These double binds urge a third term, a thing beyond these poles. What tran­scends while containing opposites? What is neither this nor that and at the same time both that and this? The answer is nothing, but in two senses — the concrete and the abstract. No thing, no object or event in time or space, is capable of being two entities at once and no entity at all. But nothing, the absence of objects and events as well as of the categories of space and time, is both beyond the conflicts of matter — it is an undifferentiated abyss — and within these same divisions. It is the pervasive emptiness from which fullness emerges. While no thing, no particu­lar being, can serve as this third term, nothing, the ubiquitous void, can.

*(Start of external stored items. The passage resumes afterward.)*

PR #11636, opened 2024-01-05
fix: wait for WebDriver BiDi browser to close gracefully

OrKoN:
The timeout is 5sec.

### DIFF
--- a/packages/puppeteer-core/src/node/ProductLauncher.ts
+++ b/packages/puppeteer-core/src/node/ProductLauncher.ts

Nothing as concept is the annihilation of matter as well as the origin of material. It is void, where no pairs of opposite exist, and plenitude, the ground of all polarities. It is matrix, the unseen network of emptiness at the core of all fullness, and matrix, the invisible mother of all visible beings. Revealing the inadequacy of our concepts of illusion and truth, The Matrix pushes us to this absence, this abyss. To watch The Matrix in a theater is to glimpse this Gnostic Godhead, not in the moving images of the celluloid but in the blank screen, the absence of all color and the ground of all hues. The Matrix is a film that removes the film.

A.I. is also aware of its contradictions. In calling Professor Hobby a visionary, the film not only forges a parallel between the technological genius and the Cabbalistic magus. It also creates an analogy between this scientific figure and the artist — specif­ically, the film director. The divine mechanic fashions an artificial intelligence, a sort of golem. The result is a being that struggles between determinism and freedom. The filmmaker produces an artificial intelligence, a film that appears to live though it is inanimate. The result is a group of viewers torn between filmic conventions and lib­erating messages. This is the film’s golem-like double bind: be a machine, a passive receptacle of cultural commodities; be a human, an active creator of unique realities.

Struggling  between these poles, the picture proves a mechanism, a predictable pattern programmed to finite behaviors, and an organism, a meta-pattern reflecting on its own activities. The film troubles the idea of identity, suggesting that mechanism and organism are inadequate categories for describing a self. Machines ruin their effi­ciency by striving to be human while organs destroy their intensity by descending to habit. If organs are machines and machines are organs, then how can one articulate a stable self?

The picture does not provide an answer. Though David might transcend the troubled poles splitting him asunder when he rests with his mother, he nonetheless remains an artificial being, half android and half adolescent, the toy of the film’s demiurge and a commodity of the pictures director. Though the Visionary is a human genius capable of creating life, he is David in reverse, a human who wants to be a machine, fixated on dead things — his sons corpse and the cogs of his con­traptions. While the film is self-conscious of its own contradictions, it depicts the cinematic art as a blind tool for surveillance and control — the only moving image shown in A.I. is that of Dr. Know, a phantom wizard used by the authorities of industry to determine David’s path and direct him toward the oppressive powers that he is trying to escape.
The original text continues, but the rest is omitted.